Heather Unruh (born June 28, 1968) is an American journalist and former television news anchor. She worked for News Center 5 at WCVB for more than fifteen years.

Education 
Unruh is a 1986 graduate of Lincoln High School in Stockton, California and a 1989 graduate of DePauw University.

Career 
Unruh went to WCVB in June 2001 after working at KFOR in Oklahoma City where she was early evening anchor and medical reporter. She has also worked at WVTM-TV in Birmingham, Alabama; both WBNG-TV and WMGC-TV in Binghamton, New York; and WVEU-TV in Atlanta.

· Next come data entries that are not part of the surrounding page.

PR #71, opened 2024-01-16
Update remark-toc and add table of contents to FAQ

Wituareard:
Deploy preview: https://65a5cb8ae09f2500088f0b81--frabjous-pasca-68e1cb.netlify.app/faq


Wituareard:
Not the prettiest solution, but I figured that an FAQ where you can't jump to the question you have isn't really optimal, so it's probably better than nothing.

PR #73, opened 2024-01-17
Align external link icon to not make the line higher

Wituareard:
I don't know why "text-top" works to align it at the bottom, but it does across multiple browsers.

Before:
grafik

After:
grafik

Text:
grafik


joepio:
Thanks!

Unruh received four regional Emmy Awards for journalism, the Clarion Award from Women in Communications, Inc., and the Gracie Allen Award from the American Women in Radio and Television. Her last airdate was on October 14, 2016, and as of 2017 she was working on documentaries.

Activism 
Unruh is an advocate for lung cancer awareness and has received multiple awards from the American Cancer Society and Uniting Against Lung Cancer.

In 2013, Unruh helped to establish Stand With Everyone Against Rape (SWEAR), a non-profit organization promoting speaking out against rape.

Family 
Unruh is married to Nick Little. They have a son and a daughter.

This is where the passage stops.